Mersim Asllani

Personal information
- Date of birth: 7 June 1999 (age 26)
- Place of birth: Aigle, Switzerland
- Height: 1.78 m (5 ft 10 in)
- Position(s): Midfielder

Team information
- Current team: Bulle
- Number: 10

Youth career
- 2008–2011: FC Aigle
- 2011–2013: Montreux-Sports
- 2013–2014: Vevey Sports 05
- 2014–2016: Lausanne-Sport

Senior career*
- Years: Team / Apps / (Gls)
- 2016–2018: Lausanne-Sport U21 / 44 / (16)
- 2017–2019: Lausanne-Sport / 23 / (1)
- 2019–2020: Grasshoppers / 15 / (0)
- 2020–2023: Lausanne Ouchy / 56 / (2)
- 2023–: Bulle / 53 / (5)

International career^{‡}
- 2014: Switzerland U15 / 3 / (1)
- 2014–2015: Switzerland U16 / 9 / (4)
- 2015–2016: Switzerland U17 / 9 / (0)
- 2016–2017: Switzerland U18 / 6 / (0)
- 2017: Switzerland U19 / 5 / (1)
- 2018–2019: Switzerland U20 / 8 / (0)
- 2018–2019: Switzerland U21 / 2 / (0)
- 2021–: Kosovo / 1 / (0)

= Mersim Asllani =

Kosovan footballer (born 1999)

Mersim Asllani (born 7 June 1999) is a Kosovan professional footballer who plays as a midfielder for Swiss club Bulle and the Kosovo national team.

==Club career==
On 13 August 2020, Asllani signed a three-year contract with Swiss Challenge League club Lausanne Ouchy. On 16 October 2020, Asllani was named as a Lausanne Ouchy substitute for the first time in a league match against Aarau. His debut with Lausanne Ouchy came eight days later in a 0–0 away draw against Wil after coming on as a substitute at 67th minute in place of Karim Gazzetta.

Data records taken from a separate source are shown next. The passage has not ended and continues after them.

PR #1458, opened 2021-03-17
Fix possibly unhandled exception in disk monitor

dominiklohmann:

This make `recursive_size` return an error instead of throw a (then unhandled) exception. The underlying root cause will need to be eliminated in a separate PR—it's not that simple to fix.

###  :memo: Checklist

File-by-file.

### DIFF
--- a/CHANGELOG.md
+++ b/CHANGELOG.md
@@ -18,6 +18,11 @@ This changelog documents all notable user-facing changes of VAST.
   idle and not running components from the metrics.
   [#1451](https://github.com/tenzir/vast/pull/1451)
 
+- 🐞 VAST no longer crashes when the disk monitor tries to calculate the size of
+  the database while files are being deleted. Instead, it will retry after the
+  configured scan interval.
+  [#1458](https://github.com/tenzir/vast/1458)
+
 - ⚡️ A new `VASTRegisterPlugin` CMake function enables easy setup of the build
   scaffolding required for plugins. Plugins can now be linked statically against
   VAST. Configure with `--with-static-plugins` or build a static binary to link
--- a/libvast/src/system/disk_monitor.cpp
+++ b/libvast/src/system/disk_monitor.cpp
@@ -142,6 +142,9 @@ disk_monitor(disk_monitor_actor::stateful_pointer<disk_monitor_state> self,
                         erased_ids)
               .then(
                 [=, sg = shared_guard](atom::done) {
+                  // TODO: There's a race condition here: We calculate the size
+                  // of the database directory while we might be deleting files
+                  // from it.
                   if (const auto size
                       = detail::recursive_size(self->state.dbdir);
                       !size) {
--- a/libvast/vast/detail/recursive_size.hpp
+++ b/libvast/vast/detail/recursive_size.hpp
@@ -37,8 +37,11 @@ recursive_size(const std::filesystem::path& root_dir) {
   for (const auto& f : dir) {
     if (f.is_regular_file()) {
       const auto size = f.file_size(err);
-      if (err)
+      if (err) {
+        if (err == std::errc::no_such_file_or_directory)
+          continue;
         return caf::make_error(ec::filesystem_error, err.message());
+      }
       VAST_TRACE("{} += {}", f.path().string(), size);
       total_size += size;
     }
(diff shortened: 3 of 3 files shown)


libvast/src/system/disk_monitor.cpp
```diff
@@ -142,6 +142,10 @@ disk_monitor(disk_monitor_actor::stateful_pointer<disk_monitor_state> self,
                         erased_ids)
               .then(
                 [=, sg = shared_guard](atom::done) {
+                  // TODO: There's a race condition here: We calculate the size
+                  // of the database directory while we might be deleting files
+                  // from it. Both the size calculation and file delete
+                  // operations must go through the filesystem actor instead.
```
mavam, line 148: Let's keep the solution space more open until we have agreed on how to solve the issue internally.

mavam (approved):
Looks good.

I would reduce the scope of the extra comment, though.

libvast/src/system/disk_monitor.cpp
dominiklohmann: Will reword.

CHANGELOG.md
```diff
@@ -13,6 +13,11 @@ This changelog documents all notable user-facing changes of VAST.
 
 ## Unreleased
 
+- 🐞 VAST no longer crashes when the disk monitor tries to calculate the size of
+  the database while files are being deleted. Instead, it will retry after the
+  configured scan interval.
+  [#1458](https://github.com/tenzir/vast/1458)
```
mavam, line 19: The delta to the recent refactoring is almost so small that this doesn't warrant an entry. No strong opinion though. We can also keep it.

dominiklohmann: Let's keep it in. It's a bug fix after all.

mavam (approved):
No further testing needed here, assuming we exhaustively covered all call sites of `file_size`.

libvast/vast/detail/recursive_size.hpp
```diff
@@ -36,7 +36,9 @@ recursive_size(const std::filesystem::path& root_dir) {
     return caf::make_error(ec::filesystem_error, err.message());
   for (const auto& f : dir) {
     if (f.is_regular_file()) {
-      const auto size = f.file_size();
+      const auto size = f.file_size(err);
+      if (err)
+        return caf::make_error(ec::filesystem_error, err.message());
```
tobim, line 41: This should not lead to an error.
```suggestion
        VAST_WARNING("vast is unable to get the size of {}: {}", f, err.message());
```

tobim (changes requested):

libvast/vast/detail/recursive_size.hpp
dominiklohmann: That may be true in the case of the disk monitor, but is it true in the case of a function that determines the size of a directory?

tobim: ok, lets deal with the toctou correctly:
```
if (err == std::make_error_code(std::errc::no_such_file_or_directory)) {
  VAST_WARN(..);
  continue;
} else {
  return make_error(...);
}
```

tobim: Maybe this shouldn't even emit a warning?

dominiklohmann: That's a nice solution. I agree on not warning. Will fix.

tobim: Good! I'm not sure whether `make_error_code` is the correct way to check for a certain error, just fyi.

lava: Imho `VAST_WARN` is far too noisy for this, the "size" of a directory is an ephemeral, best-effort value anyways (the whole directory can be removed the millisecond after this function returns, files can be resized or deleted, etc.). If we want reliable values, we'd implement a different and much more complicated function using filesystem locking etc.

dominiklohmann: Please check back @tobim

tobim (approved):
Leaving the rest to CI.

libvast/vast/detail/recursive_size.hpp
```diff
@@ -36,7 +36,12 @@ recursive_size(const std::filesystem::path& root_dir) {
     return caf::make_error(ec::filesystem_error, err.message());
   for (const auto& f : dir) {
     if (f.is_regular_file()) {
-      const auto size = f.file_size();
+      const auto size = f.file_size(err);
```
JoeLoser, line 39: Sorry about this bug. My fault 😞

dominiklohmann: No worries, we missed it during review. Your PRs are super appreciated!

PR #1641, opened 2021-05-07
Decouple type contains trait from caf::detail::type_list

JoeLoser:

Problem:
- `caf::detail::tl_contains` only works with `caf::type_list` types,
  which doesn't lend itself well to future refactorings.
- `caf::detail::tl_contains` is slow since it is defined in terms of
  recursive class templates.

Solution:
- Use `vast::detail::contains_type_v` which works on any class template
  holder rather than just `caf::type_list`.
- Compilation times improve as well due to use of fold expressions
  rather than recursive class templates.

### :memo: Checklist

Commit-by-commit.

### DIFF
--- a/libvast/test/detail/type_traits.cpp
+++ b/libvast/test/detail/type_traits.cpp
@@ -12,8 +12,30 @@
 
 #include "vast/test/test.hpp"
 
+#include <caf/variant.hpp>
+
+#include <variant>
+
 TEST(sum) {
   static_assert(vast::detail::sum<> == 0);
   static_assert(vast::detail::sum<1, 2, 3> == 6);
   static_assert(vast::detail::sum<42, 58> == 100);
+}
+
+namespace {
+template <class... Ts>
+struct fake_list {};
+
+template <template <class...> class TList>
+constexpr auto check() {
+  static_assert(vast::detail::contains_type_v<TList<int, double>, double>);
+  static_assert(not vast::detail::contains_type_v<TList<int, double>, char>);
+}
+} // namespace
+
+TEST(contains_type) {
+  check<std::variant>();
+  check<std::tuple>();
+  check<fake_list>();
+  check<caf::variant>();
 }
--- a/libvast/vast/detail/type_traits.hpp
+++ b/libvast/vast/detail/type_traits.hpp
@@ -155,4 +155,15 @@ using remove_optional_t = typename remove_optional<T>::type;
 template <auto... Values>
 constexpr auto sum = (0 + ... + Values);
 
+template <class T, template <class...> class TList, class... Ts>
+constexpr auto contains_type_impl(TList<Ts...>) {
+  return std::bool_constant<is_any_v<T, Ts...>>{};
+}
+
+template <class TList, class T>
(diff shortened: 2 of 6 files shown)


libvast/test/detail/type_traits.cpp
```diff
@@ -8,13 +8,32 @@
...
 }
 
+template <class... Ts>
+struct fake_list {};
+
+template <template <class...> class TList>
+constexpr auto check() {
+  static_assert(vast::detail::contains_type_v<TList<int, double>, double>);
+  static_assert(not vast::detail::contains_type_v<TList<int, double>, char>);
+}
```
dominiklohmann, line 32: These need to be in anonymous namespaces, otherwise we risk running into (possibly silent) linker errors.

libvast/vast/detail/type_traits.hpp
```diff
@@ -156,4 +156,13 @@ using remove_optional_t = typename remove_optional<T>::type;
 template <auto... Values>
 constexpr auto sum = (0 + ... + Values);
 
+template <class T, template <class...> class TList, class... Ts>
+constexpr auto contains_type(TList<Ts...>) {
+  return std::bool_constant<is_any_v<T, Ts...>>{};
+}
```
dominiklohmann, line 162: It's a bit weird that this is not a struct, which makes it hard to use with other meta-programming facilities. I don't have a particularly hard opinion on this, but if you have an idea how to rewrite this easily as a struct that inherits from `std::bool_constant` than I'd be more than happy to see that change applied.

dominiklohmann (commented):
Generally fine, just have some minor requests.

libvast/vast/detail/type_traits.hpp
JoeLoser: Can you elaborate on the part about hard to use with other meta programming facilities? I just added an alias template `contains_type_t` if you want a type flavor of it (but I don't think it will ever get used in that way, in practice).

I'm not sure why you think it's weird that it's not a struct. With template templates, in deducing the types in the class template, you need to instantiate the type, which you could do in a constructor perhaps. We could maybe do something with a templated constructor and initialize a base class with the value based on `is_any_v` containment. That's some gymnastics for no benefit though IMO.

dominiklohmann: Take for example `disjunction<A, B, C>::value`, which is logically equivalent to `A::value || B::value || C::value`. I cannot use this type trait as part of such a conjunction, disjunction, or negation.

I'm fine with this as-is, except for one minor naming request.

For a given type trait `A`, I expected `A_t` to be `typename A::type` and `A_v` to be `A::value`. The naming of the helper function should not be `A`.

dominiklohmann: Will do should we ever need this. Thanks for going through this elongated review with me. 👍

dominiklohmann (approved):

libvast/vast/detail/type_traits.hpp
JoeLoser: @dominiklohmann https://wandbox.org/permlink/HpHyHTiP4NaN5aiq is an example of what I think you're after.

PR #1644, opened 2021-05-08
Enable duplicate tracking in Bloom filters

mavam:

This PR adds a new *tracking policy* to the Bloom filter, making it possible to
find out whether an addition resulted in a no-op (in case of a duplicate or
collision) or did turn at least one bit to 1.

### :memo: Checklist

In one shot.

### DIFF
--- a/libvast/test/bloom_filter.cpp
+++ b/libvast/test/bloom_filter.cpp
@@ -209,3 +209,16 @@ TEST(bloom filter - simple hasher and partitioning) {
   REQUIRE_EQUAL(err, caf::none);
   CHECK(x == y);
 }
+
+TEST(bloom filter - duplicate tracking) {
+  bloom_filter_parameters xs;
+  xs.m = 1_M;
+  xs.p = 0.1;
+  auto x = vast::test::unbox(
+    make_bloom_filter<xxhash, double_hasher, policy::no_partitioning,
+                      policy::duplicate_tracking>(xs));
+  CHECK(!x.lookup(42));
+  CHECK(x.add(42));
+  CHECK(x.lookup(42));
+  CHECK(!x.add(42));
+}
--- a/libvast/test/bloom_filter.cpp
+++ b/libvast/test/bloom_filter.cpp
@@ -191,7 +191,7 @@ TEST(bloom filter - simple hasher and partitioning) {
   xs.m = 10_M;
   xs.p = 0.001;
   auto x = vast::test::unbox(
-    make_bloom_filter<xxhash, simple_hasher, policy::partitioning>(xs));
+    make_bloom_filter<xxhash, simple_hasher, policy::partitioning::yes>(xs));
   CHECK_EQUAL(x.size(), 10_M);
   CHECK_EQUAL(x.num_hash_functions(), 10u);
   x.add(42);
@@ -204,7 +204,7 @@ TEST(bloom filter - simple hasher and partitioning) {
   std::vector<char> buf;
   auto err = detail::serialize(buf, x);
   REQUIRE_EQUAL(err, caf::none);
-  bloom_filter<xxhash, simple_hasher, policy::partitioning> y;
+  bloom_filter<xxhash, simple_hasher, policy::partitioning::yes> y;
   err = detail::deserialize(buf, y);
   REQUIRE_EQUAL(err, caf::none);
   CHECK(x == y);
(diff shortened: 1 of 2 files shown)


mavam:
[ch25400]

libvast/test/bloom_filter.cpp
```diff
@@ -210,3 +210,16 @@ TEST(bloom filter - simple hasher and partitioning) {
...
   CHECK(x == y);
 }
+
+TEST(bloom filter - duplicate tracking) {
+  bloom_filter_parameters xs;
+  xs.m = 1_M;
+  xs.p = 0.1;
+  auto x = vast::test::unbox(
+    make_bloom_filter<xxhash, double_hasher, policy::no_partitioning,
+                      policy::duplicate_tracking>(xs));
```
dominiklohmann, line 220: If you swap the two policy arguments you get very much undesired behavior. Let's make both enum classes instead with two arguments each.

```
enum class partition_bloom_filter {
  yes,
  no,
};

enum class track_duplicates {
  yes,
  no,
};
```

dominiklohmann (commented):
Just have one slight nit to make it harder to misuse the policy template arguments.

libvast/test/bloom_filter.cpp
mavam: I'm not aware of this idiom. So instead of passing an unconstrained type template, pass an enum?

I assume these should also be in namespace `policy`, right?

mavam: What I like about this is the user side of things: 
```cpp
    if constexpr (tracking_policy == policy::tracking::no) {
      ...
    }
```

Much easier to read than the type-level comparison with `is_same`.

libvast/vast/bloom_filter.hpp
```diff
@@ -65,11 +70,25 @@ class bloom_filter : detail::equality_comparable<
 
   /// Adds an element to the Bloom filter.
   /// @param x The element to add.
+  /// @returns `void` if the tracking policy is `tracking::no`,
+  /// otherwise a `bool` that is `false` iff *x* already exists in the filter.
   template <class T>
-  void add(T&& x) {
+  auto add(T&& x) {
```
dominiklohmann, line 76: Please `[[nodiscard]]` this one.

libvast/vast/bloom_filter.hpp
```diff
@@ -137,16 +156,18 @@ class bloom_filter : detail::equality_comparable<
 /// Constructs a Bloom filter for a given set of parameters.
 /// @tparam HashFunction The hash function to use in the hasher.
 /// @tparam Hasher The hasher type to generate digests.
-/// @tparam PartitioningPolicy The partitioning policy.
+/// @tparam partitioning The partitioning policy.
```
dominiklohmann, line 159:
```suggestion
/// @tparam Partitioning The partitioning policy.
```

dominiklohmann (approved):
Just small things now, then feel free to merge.

libvast/vast/bloom_filter.hpp
mavam: But this can be `void` as well. Is this well-defined?

It's also entirely optionally signaling.

dominiklohmann: The optional signaling is opt-in, so if users enable that I assume they also want to catch this.

The nodiscard is well-defined on void.

libvast/vast/bloom_filter.hpp
```diff
@@ -65,11 +70,25 @@ class bloom_filter : detail::equality_comparable<
...
+        bits_[position(i, digests[i])] = true;
+    }
+    if constexpr (tracking_policy == policy::tracking::yes) {
+      auto unique = false;
+      for (size_t i = 0; i < digests.size(); ++i) {
+        auto bit = bits_[position(i, digests[i])];
+        if (!bit)
+          unique = true;
+        bit = true;
+      }
```
lava, line 89: Do we really need a separate template policy argument **and** duplicated code for such simple functionality? Why not just always return a (discardable) bool here?

mavam: I thought about this as well, but then felt uneasy with the extra branching. Granted, I'm not sure if the bandwidth on the Bloom filter construction site matters.

What would you prefer?

lava: I would be extremely suprised if that turns out to be measurable. The old value needs to be loaded + stored anyways to apply the masking, so the only additional work is an  `or` operation (you could write it as `unique |= (byte == 0)` if you don't trust the compiler), which should be amongst the fastest possible things you can do to a register.

It's not really important, so if you have other things to do I don't mind merging this as it is, just be prepared that there's a high chance that someone will remove the extra code again in the future for better maintainability ;)

mavam: I'm nodding along, this all makes sense. 

I've removed the tracking policy, but kept the "new-style" enum class policy refactoring.

PR #1645, opened 2021-05-08
Simplify hash_append for tuples

JoeLoser:

Problem:
- `hash_append` for tuples delegates to a helper function to hash each
  item in the tuple explicitly.

Solution:
- Use `std::apply` directly to avoid the need for the helper function.

### :memo: Checklist

File-by-file.


mavam (approved):
LGTM.

@dominiklohmann can you merge this is to your liking?

libvast/vast/concept/hashable/hash_append.hpp
```diff
@@ -329,20 +329,11 @@ void hash_append(Hasher& h,
...
-  (hash_append(h, std::get<I>(t)), ...);
-}
-
-} // namespace detail
-
 template <class Hasher, class ...T>
 std::enable_if_t<!detail::is_contiguously_hashable<std::tuple<T...>, Hasher>{}>
 hash_append(Hasher& h, const std::tuple<T...>& t) noexcept {
-  detail::tuple_hash(h, t, std::index_sequence_for<T...>{});
+  std::apply([&h](auto&& x) { hash_append(h, std::forward<decltype(x)>(x)); },
```
dominiklohmann, line 335:
```suggestion
  std::apply([&h](auto&&... xs) { hash_append(h, std::forward<decltype(xs)>(xs)...); },
```

As-is this only works for single-element tuples. Might need additional text reflow for clang-format, but you get the idea.

dominiklohmann (changes requested):

libvast/vast/concept/hashable/hash_append.hpp
lava: It sounds like we're lacking a unit test that hashes a tuple with multiple elements. It might be a good idea to add one for complex refactorings like this so we know the output doesn't change.

(Also, wouldn't the suggested fix result in an endless loop? We never take off the head of the param pack)

JoeLoser: Oops, thanks for spotting the need for the pack.

I'll add some unit tests and fix up the implementation later tonight likely.

dominiklohmann: Thanks! 👍

PR #1648, opened 2021-05-10
Simplify clang-format include categories

dominiklohmann:

Our clang-format include categories did not make much sense for plugins and bundled tools. This changes them so they're more widely applicable and, in a second commit, applies that change to the code base.

This will make plugin development easier because we can now just copy this file over instead of needing to keep them in sync manually.

### :memo: Checklist

Look at first commit in-depth, skim through second commit. The second commit was created semi-automatically; I only removed hunks that contained complex non-whitespace changes.


lava (approved):
I only sampled the changes here but everything looks good as far as I can tell, apart from the new formatting in `posix.cpp` that now groups `sys/` and `caf/` together:

```
#include <caf/expected.hpp>
#include <sys/select.h>
#include <sys/socket.h>
#include <sys/types.h>
#include <sys/un.h>
```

On 7 July 2023, Asllani moved to the Swiss Promotion League club Bulle.

==International career==
From 2014, until 2019, Asllani was part of Switzerland at the youth international level, respectively part of the U15, U16, U17, U18, U19, U20 and U21 teams and he with these teams played 42 matches and scored six goals. On 2 June 2021, he received an urgent call-up from Kosovo for friendly matches against Guinea and Gambia. Six days later, Asllani made his debut with Kosovo in a friendly match against Guinea after coming on as a substitute in the 62nd minute in place of Jetmir Topalli.